CG38535 - The charge on the settlor - TCGA92/S86
TCGA92/S86(4)
The trustees’ gains are charged on the settlor in the year in which they accrue to the trustees. This is commonly described as attributing the trustees’ gains. If the trustees make a loss that is not attributed to the settlor but is carried forward to be set against the trustees gains of the following year.

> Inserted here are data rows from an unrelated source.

PR #4130, opened 2019-09-17
pick up manifest config fix on v0.6 branch

kunmingg:
Part 2 of https://github.com/kubeflow/kubeflow/pull/4122
So config version is consistent on GCP

---
This change is [Reviewable](https://reviewable.io/reviews/kubeflow/kubeflow/4130)


jlewi:
@kunmingg So #4122 doesn't affect the IAP configs but nontheless we want the GCP configs for IAP and basic auth to use the same commit of kubeflow/manifests?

The attributed gains are treated as the top-slice of the settlor’s gains. This is relevant because the settlor can recover any s86 tax paid from the trustees, CG38540. If the settlor pays Capital Gains Tax at both the lower rate and the higher rate, see CG10245, it is necessary to distinguish the tax paid on s86 gains from tax paid on other gains. This means that the settlor’s annual exempt amount and any personal losses are set first against their other gains. The personal losses are allocated pro-rata if the settlor has attributed gains from more than one settlement and the losses are not sufficient to cover all the gains.
2010-11
When the rate of Capital Gains Tax changed in 2010-11 for that year all section 86 gains were taxed at 18% whether they accrued before or after 22 June 2010, F(No2)A2010/Sch1/para21.
Split-year
TCGA92/S86(4)(a)
If the year is a split-year for the settlor any section 86 gain is treated as accruing in the UK part of that year. In effect split-year treatment does not apply to section 86 gains. See RDRM12000 onwards for guidance on split-years.
Temporary non-residence
See CG38550 if the settlor is charged under TCGA92/S10A* on section 86 gains that accrued during a period of temporary non-residence. Relief is given if any of those gains have also been taxed under section 87 because the trustees have made capital payments to UK resident beneficiaries.
*This section was re-written for disposals from 6 April 2019 see CG10150.